# Puppy Mill Bust in Georgia



## ladodd (Jan 8, 2012)

I've missed you all so much! Long story as to why I've been absent....short version...kids (skin kind). But, hopefully things will remain quiet. 

We had a large puppy mill bust in Cherokee County. 357 puppies have been taken into the Cherokee County Animal Shelter. The shelter is beyond full and has closed for anymore intakes. They are in desperate need of food, supplies, the community is really coming together in support.

My main reason for posting is that this witch and her husband are fighting to get the pups back. She's asked for a custody hearing. Victoria Stillwell was present and involved in the bust. I keep thinking that surely the court will not let her have them back, but my faith in that county's justice system is very low. I am hoping that with Victoria involved that the greeder won't get them back. But, I was wondering if I should start a Change.org petition.

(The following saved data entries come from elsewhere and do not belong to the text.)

PR #152, opened 2023-12-19
Upper bound diffeqbase and patch bandind error

avik-pal:
We were relying on the `AbstractArray{<:AbstractArray}` for specifying initial conditions. This is the last version to support that. We will transition to a `VectorOfArray` from v6


avik-pal:
Don't merge I will look into the NLLS, it is most likely LM that is causing all the trouble. LM seems to be robust but also works worse than TR in practice

ChrisRackauckas (approved):

PR #169, opened 2024-02-25
Update DEStats in ODEInterface extension

ErikQQY:
```DEStats``` updated in https://github.com/SciML/SciMLBase.jl/pull/630

This change is required for https://github.com/SciML/SciMLBenchmarks.jl/pull/880


ChrisRackauckas:
We probably shouldn't be using the inner constructor directly, that's the root cause of the issue here, but this is fine for now.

I couldn't figure out how to attach the news story, but you can do a search on Cherokee County Puppy mill and see the story.


----------



## Furbabies mom (Jul 25, 2011)

Cherokee County Marshals raid puppy mill - CBS46 News 

Is this the place ? Surely she won't get those dogs back!!! I sincerely hope not!!!


----------



## ladodd (Jan 8, 2012)

Furbabies mom said:


> Cherokee County Marshals raid puppy mill - CBS46 News
> 
> Is this the place ? Surely she won't get those dogs back!!! I sincerely hope not!!!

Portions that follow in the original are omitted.